Retype each entry below exactly as it stands.

EXTRACTED INFORMATION:

..........

PR #1279, opened 2022-08-25
fix: extract-template command

thekip:
## Issue: 

If you don't have a *.pot file on the disk the command will fail with:

```
catalogStats[catalog.templateFile] = Object.keys(catalog.readTemplate()).length;
TypeError: Cannot convert undefined or null to object
```

If you create a file manually (just empty file), the command will complete successfully but catalog statistics will show outdated info. 

> Catalog statistics for /translates/messages.pot: 0 messages

Both problems caused by `catalog.makeTemplate` which is async function, but code don't await for its execution. 

This PR tackle this issue, and adds await for these async calls.

### DIFF
--- a/packages/cli/src/lingui-extract-template.ts
+++ b/packages/cli/src/lingui-extract-template.ts
@@ -14,10 +14,10 @@ export type CliExtractTemplateOptions = {
   files?: string[]
 }
 
-export default function command(
+export default async function command(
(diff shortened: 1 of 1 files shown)


thekip:
I also quite surprised that there are no even primitive smoke tests covering cli commands.

PR #1281, opened 2022-09-14
improvement: Context

### LINKED ISSUE #1198: Message context (msgctxt) not working
**Describe the bug**
When providing context to a message, the context is treated like an ID in the generated `en.po` file.

**To Reproduce**
With the version `3.13.1` with `create-react-app`, and not specifying `orderBy` in `lingui.config.js`:

```js

  return <div>
    <Trans context='ctxtA'>My string</Trans>
    <Trans context='ctxtB'>My string</Trans>
    <Trans>My string</Trans>
  </div>
}
```

**Expected behavior**
3 messages should be created in the generated `en.po` file, like this:
```po
#: src/App.tsx:11
msgid "My string"
msgstr "My string"

#: src/App.tsx:12
msgctxt "ctxtA"
msgid "My string"
msgstr "My string"

#: src/App.tsx:13
msgctxt "ctxtB"
msgid "My string"
msgstr "My string"
```

**Actual behavior**
This is created in the `en.po` file.
```po
#: src/App.tsx:11
msgid "My string"
msgstr "My string"

msgid "ctxtA"
msgstr "ctxtA"

msgid "ctxtB"
msgstr "ctxtB"
```

**Additional context**
If using `orderBy: 'origin'` in `lingui.config.js`, an exception is thrown in `getFirstOrigin()` when running `extract`.

- jsLingui version ``3.13.1``
- Using `create-react-app`

nmorel:
Hello 👋

@JSteunou and I needed the context to work for our company so we tried to fix the different issues we encountered with the current implementation.  

We tried to follow the same "schema" for the internal structure and limit the changes.  
It works (closes #1198) but it has some flaws.  
 
For an example of the structure, for this [file](https://github.com/nmorel/js-lingui/blob/context/packages/cli/src/api/fixtures/collect/componentA/componentA.js), it gives the following on extraction :  
```json
{
  "Component A": {
    "extractedComments": [],
    "origin": [["collect/componentA/componentA.js", 1]]
  },
  "Hello World": {
    "extractedComments": ["Comment A", "Comment A again"],
    "origin": [
      ["collect/componentA/componentA.js", 2],
      ["collect/componentA/componentA.js", 3]
    ]
  },
  "world ctxt": {
    "Hello World": {
      "extractedComments": [],
      "origin": [["collect/componentA/componentA.js", 4]]
    }
  }
}
```

With this, we no longer have a flat structure and context add another level.  
We now have at the same level a key that can represent a message id or a context.  
At various location, I added a [test](https://github.com/nmorel/js-lingui/blob/context/packages/cli/src/api/catalog.ts#L320) to know which one I'm manipulating.  
If a user needs to translate the words `origin` or `translation` with a context, it breaks.  
This structure also add lots of complexity.

Before we fix the remaining issues, what do you think ?  
Should we change something ?  

Some solutions we thought about but wanted your impressions first :  
- change the key to add the context like described [here](https://github.com/lingui/js-lingui/issues/856#issuecomment-729979886)
- add some default context in the structure : 
```json
{
  "_": {
    "Component A": {
      "extractedComments": [],
      "origin": [["collect/componentA/componentA.js", 1]]
    },
    "Hello World": {
      "extractedComments": ["Comment A", "Comment A again"],
      "origin": [
        ["collect/componentA/componentA.js", 2],
        ["collect/componentA/componentA.js", 3]
      ]
    }
  },
  "world ctxt": {
    "Hello World": {
      "extractedComments": [],
      "origin": [["collect/componentA/componentA.js", 4]]
    }
  }
}
```

For a complete example, I updated [one of the repository example](https://github.com/nmorel/js-lingui/commit/bd5e22c469a42d28504ab18bc33203f4a35438a4) (the ^3.14.1 version references a local version I built).


JSteunou:
As @nmorel said, it fixes the primary issue without changing the logic & structure already in place.

I think it would be better to focus on this here, and if some changes should be made, tailor this in another PR.

nmorel:
One thing I forgot to add, I'm not used to ramda 😅  
So there is a few places where I used vanilla JS api.

semoal:
Will review this afternoon guys, thanks for the hard work!

examples/create-react-app/package.json
```diff
@@ -3,8 +3,8 @@
   "version": "0.1.0",
   "private": true,
   "dependencies": {
-    "@lingui/react": "^3.13.2",
-    "@lingui/core": "^3.13.2",
+    "@lingui/react": "^3.14.1",
```
andrii-bodnar, line 6: Maybe, it would be better to increment the minor version for this Context improvement? **v3.15.0**. 

@semoal what do you think about that? 🙂

semoal: Yep, it must be as a minor version; Technically we use conventional commits; If it's squashed and rebased to main with a commit title like: `feat(): add message context `
Will try to review the pull request on this morning, before merging :)

andrii-bodnar: Hi @semoal!
Have you had a chance to review this PR?

thekip:
@semoal is something in that PR what stops it from being merged?

andrii-bodnar:
@thekip could you please review this PR? 🙂 

@nmorel It would be great if you could rebase the branch as it currently has conflicts that need to be resolved, sorry for the inconvenience

nmorel:
@andrii-bodnar I prefer to get feedback on the PR first before putting any more work on current branch.  
The fix isn't perfect and I still have some unanswered questions.

thekip:
@andrii-bodnar @nmorel I reviewed the code in general it looks good to me. 

Here are my thoughts (doesn't mean you have to do this, just want to rise an opinion): 
1. It's probably would be better to add in the docs more real-life examples. Right now, docs for context would be good only for people how already know what context is and would look for that in the docs. 

Example from other i18n project docs which I've found helpful: 

> The same text elements with different meanings are extracted with different IDs. For example, if the word "right" uses the following two definitions in two different locations, the word is translated differently and merged back into the application as different translation entries.
>
> correct as in "you are right"
> direction as in "turn right"
> If the same text elements meet the following conditions, the text elements are extracted only once and use the same ID.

..........

WRITTEN SOLUTION:
PR #1279, opened 2022-08-25
fix: extract-template command

thekip:
## Issue: 

If you don't have a *.pot file on the disk the command will fail with:

```
catalogStats[catalog.templateFile] = Object.keys(catalog.readTemplate()).length;
TypeError: Cannot convert undefined or null to object
```

If you create a file manually (just empty file), the command will complete successfully but catalog statistics will show outdated info. 

> Catalog statistics for /translates/messages.pot: 0 messages

Both problems caused by `catalog.makeTemplate` which is async function, but code don't await for its execution. 

This PR tackle this issue, and adds await for these async calls.

### DIFF
--- a/packages/cli/src/lingui-extract-template.ts
+++ b/packages/cli/src/lingui-extract-template.ts
@@ -14,10 +14,10 @@ export type CliExtractTemplateOptions = {
   files?: string[]
 }
 
-export default function command(
+export default async function command(
(diff shortened: 1 of 1 files shown)


thekip:
I also quite surprised that there are no even primitive smoke tests covering cli commands.

PR #1281, opened 2022-09-14
improvement: Context

### LINKED ISSUE #1198: Message context (msgctxt) not working
**Describe the bug**
When providing context to a message, the context is treated like an ID in the generated `en.po` file.

**To Reproduce**
With the version `3.13.1` with `create-react-app`, and not specifying `orderBy` in `lingui.config.js`:

```js

  return <div>
    <Trans context='ctxtA'>My string</Trans>
    <Trans context='ctxtB'>My string</Trans>
    <Trans>My string</Trans>
  </div>
}
```

**Expected behavior**
3 messages should be created in the generated `en.po` file, like this:
```po
#: src/App.tsx:11
msgid "My string"
msgstr "My string"

#: src/App.tsx:12
msgctxt "ctxtA"
msgid "My string"
msgstr "My string"

#: src/App.tsx:13
msgctxt "ctxtB"
msgid "My string"
msgstr "My string"
```

**Actual behavior**
This is created in the `en.po` file.
```po
#: src/App.tsx:11
msgid "My string"
msgstr "My string"

msgid "ctxtA"
msgstr "ctxtA"

msgid "ctxtB"
msgstr "ctxtB"
```

**Additional context**
If using `orderBy: 'origin'` in `lingui.config.js`, an exception is thrown in `getFirstOrigin()` when running `extract`.

- jsLingui version ``3.13.1``
- Using `create-react-app`

nmorel:
Hello 👋

@JSteunou and I needed the context to work for our company so we tried to fix the different issues we encountered with the current implementation.  

We tried to follow the same "schema" for the internal structure and limit the changes.  
It works (closes #1198) but it has some flaws.  
 
For an example of the structure, for this [file](https://github.com/nmorel/js-lingui/blob/context/packages/cli/src/api/fixtures/collect/componentA/componentA.js), it gives the following on extraction :  
```json
{
  "Component A": {
    "extractedComments": [],
    "origin": [["collect/componentA/componentA.js", 1]]
  },
  "Hello World": {
    "extractedComments": ["Comment A", "Comment A again"],
    "origin": [
      ["collect/componentA/componentA.js", 2],
      ["collect/componentA/componentA.js", 3]
    ]
  },
  "world ctxt": {
    "Hello World": {
      "extractedComments": [],
      "origin": [["collect/componentA/componentA.js", 4]]
    }
  }
}
```

With this, we no longer have a flat structure and context add another level.  
We now have at the same level a key that can represent a message id or a context.  
At various location, I added a [test](https://github.com/nmorel/js-lingui/blob/context/packages/cli/src/api/catalog.ts#L320) to know which one I'm manipulating.  
If a user needs to translate the words `origin` or `translation` with a context, it breaks.  
This structure also add lots of complexity.

Before we fix the remaining issues, what do you think ?  
Should we change something ?  

Some solutions we thought about but wanted your impressions first :  
- change the key to add the context like described [here](https://github.com/lingui/js-lingui/issues/856#issuecomment-729979886)
- add some default context in the structure : 
```json
{
  "_": {
    "Component A": {
      "extractedComments": [],
      "origin": [["collect/componentA/componentA.js", 1]]
    },
    "Hello World": {
      "extractedComments": ["Comment A", "Comment A again"],
      "origin": [
        ["collect/componentA/componentA.js", 2],
        ["collect/componentA/componentA.js", 3]
      ]
    }
  },
  "world ctxt": {
    "Hello World": {
      "extractedComments": [],
      "origin": [["collect/componentA/componentA.js", 4]]
    }
  }
}
```

For a complete example, I updated [one of the repository example](https://github.com/nmorel/js-lingui/commit/bd5e22c469a42d28504ab18bc33203f4a35438a4) (the ^3.14.1 version references a local version I built).


JSteunou:
As @nmorel said, it fixes the primary issue without changing the logic & structure already in place.

I think it would be better to focus on this here, and if some changes should be made, tailor this in another PR.

nmorel:
One thing I forgot to add, I'm not used to ramda 😅  
So there is a few places where I used vanilla JS api.

semoal:
Will review this afternoon guys, thanks for the hard work!

examples/create-react-app/package.json
```diff
@@ -3,8 +3,8 @@
   "version": "0.1.0",
   "private": true,
   "dependencies": {
-    "@lingui/react": "^3.13.2",
-    "@lingui/core": "^3.13.2",
+    "@lingui/react": "^3.14.1",
```
andrii-bodnar, line 6: Maybe, it would be better to increment the minor version for this Context improvement? **v3.15.0**. 

@semoal what do you think about that? 🙂

semoal: Yep, it must be as a minor version; Technically we use conventional commits; If it's squashed and rebased to main with a commit title like: `feat(): add message context `
Will try to review the pull request on this morning, before merging :)

andrii-bodnar: Hi @semoal!
Have you had a chance to review this PR?

thekip:
@semoal is something in that PR what stops it from being merged?

andrii-bodnar:
@thekip could you please review this PR? 🙂 

@nmorel It would be great if you could rebase the branch as it currently has conflicts that need to be resolved, sorry for the inconvenience

nmorel:
@andrii-bodnar I prefer to get feedback on the PR first before putting any more work on current branch.  
The fix isn't perfect and I still have some unanswered questions.

thekip:
@andrii-bodnar @nmorel I reviewed the code in general it looks good to me. 

Here are my thoughts (doesn't mean you have to do this, just want to rise an opinion): 
1. It's probably would be better to add in the docs more real-life examples. Right now, docs for context would be good only for people how already know what context is and would look for that in the docs. 

Example from other i18n project docs which I've found helpful: 

> The same text elements with different meanings are extracted with different IDs. For example, if the word "right" uses the following two definitions in two different locations, the word is translated differently and merged back into the application as different translation entries.
>
> correct as in "you are right"
> direction as in "turn right"
> If the same text elements meet the following conditions, the text elements are extracted only once and use the same ID.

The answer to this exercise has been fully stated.